▸ **The problem**: Read the listing and extract each line that includes the word "backported".

▸ **Data records**:
..........

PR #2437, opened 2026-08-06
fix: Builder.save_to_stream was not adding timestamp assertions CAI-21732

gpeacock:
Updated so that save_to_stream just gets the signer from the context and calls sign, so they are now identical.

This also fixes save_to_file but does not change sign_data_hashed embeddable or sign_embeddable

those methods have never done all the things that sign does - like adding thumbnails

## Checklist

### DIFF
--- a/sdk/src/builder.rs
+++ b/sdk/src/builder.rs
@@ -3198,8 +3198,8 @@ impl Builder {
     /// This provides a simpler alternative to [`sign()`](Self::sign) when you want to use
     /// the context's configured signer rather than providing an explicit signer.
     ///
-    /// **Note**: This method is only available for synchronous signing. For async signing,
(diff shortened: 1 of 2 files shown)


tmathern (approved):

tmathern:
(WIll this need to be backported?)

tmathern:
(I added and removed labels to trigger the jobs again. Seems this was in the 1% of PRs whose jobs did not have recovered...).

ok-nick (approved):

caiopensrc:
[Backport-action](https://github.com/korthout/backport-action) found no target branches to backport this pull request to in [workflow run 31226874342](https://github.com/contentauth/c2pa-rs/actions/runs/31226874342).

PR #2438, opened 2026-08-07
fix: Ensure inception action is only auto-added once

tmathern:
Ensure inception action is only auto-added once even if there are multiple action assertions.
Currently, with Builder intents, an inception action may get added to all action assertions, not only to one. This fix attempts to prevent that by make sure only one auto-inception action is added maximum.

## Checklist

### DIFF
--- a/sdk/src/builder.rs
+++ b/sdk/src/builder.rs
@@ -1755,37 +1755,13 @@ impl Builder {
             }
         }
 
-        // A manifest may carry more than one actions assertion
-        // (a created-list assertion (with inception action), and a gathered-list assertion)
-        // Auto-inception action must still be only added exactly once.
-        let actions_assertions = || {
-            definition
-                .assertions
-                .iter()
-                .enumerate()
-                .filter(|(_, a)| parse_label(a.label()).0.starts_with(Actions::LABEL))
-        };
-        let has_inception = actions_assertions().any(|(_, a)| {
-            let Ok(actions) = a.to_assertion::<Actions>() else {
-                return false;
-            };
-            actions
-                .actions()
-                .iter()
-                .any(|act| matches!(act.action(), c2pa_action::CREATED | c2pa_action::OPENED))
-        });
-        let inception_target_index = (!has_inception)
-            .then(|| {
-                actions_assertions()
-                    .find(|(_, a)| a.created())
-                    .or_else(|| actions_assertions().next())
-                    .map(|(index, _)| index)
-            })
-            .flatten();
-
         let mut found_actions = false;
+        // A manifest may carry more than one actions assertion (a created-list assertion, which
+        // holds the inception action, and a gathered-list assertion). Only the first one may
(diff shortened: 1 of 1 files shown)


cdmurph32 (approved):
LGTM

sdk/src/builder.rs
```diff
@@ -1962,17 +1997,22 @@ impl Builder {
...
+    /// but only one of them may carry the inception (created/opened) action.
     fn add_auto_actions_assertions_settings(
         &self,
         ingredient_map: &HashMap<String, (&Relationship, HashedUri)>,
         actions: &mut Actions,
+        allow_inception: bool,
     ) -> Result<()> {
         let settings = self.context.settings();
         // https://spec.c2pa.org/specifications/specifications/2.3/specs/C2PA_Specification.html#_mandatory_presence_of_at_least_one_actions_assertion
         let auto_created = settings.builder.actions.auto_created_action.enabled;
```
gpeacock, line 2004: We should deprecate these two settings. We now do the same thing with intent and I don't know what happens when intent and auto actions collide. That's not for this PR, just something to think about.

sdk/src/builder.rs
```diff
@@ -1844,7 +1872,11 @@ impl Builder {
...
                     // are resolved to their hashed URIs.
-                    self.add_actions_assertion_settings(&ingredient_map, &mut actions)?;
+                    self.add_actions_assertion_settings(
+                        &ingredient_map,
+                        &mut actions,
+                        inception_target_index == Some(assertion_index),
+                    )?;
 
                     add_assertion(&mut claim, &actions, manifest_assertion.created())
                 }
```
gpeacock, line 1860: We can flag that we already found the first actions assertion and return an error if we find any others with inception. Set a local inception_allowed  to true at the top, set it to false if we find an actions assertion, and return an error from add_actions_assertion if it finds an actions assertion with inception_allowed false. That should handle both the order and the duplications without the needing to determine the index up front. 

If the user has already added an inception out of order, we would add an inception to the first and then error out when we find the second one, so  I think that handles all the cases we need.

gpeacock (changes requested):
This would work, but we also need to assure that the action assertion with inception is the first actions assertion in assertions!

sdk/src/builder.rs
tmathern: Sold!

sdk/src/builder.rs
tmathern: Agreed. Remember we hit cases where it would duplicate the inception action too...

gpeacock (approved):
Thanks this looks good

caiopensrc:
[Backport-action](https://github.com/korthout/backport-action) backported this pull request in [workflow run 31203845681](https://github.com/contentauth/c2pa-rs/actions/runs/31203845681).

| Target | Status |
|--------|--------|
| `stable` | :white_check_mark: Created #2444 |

..........

▸ **Your response**:
(WIll this need to be backported?)
[Backport-action](https://github.com/korthout/backport-action) backported this pull request in [workflow run 31203845681](https://github.com/contentauth/c2pa-rs/actions/runs/31203845681).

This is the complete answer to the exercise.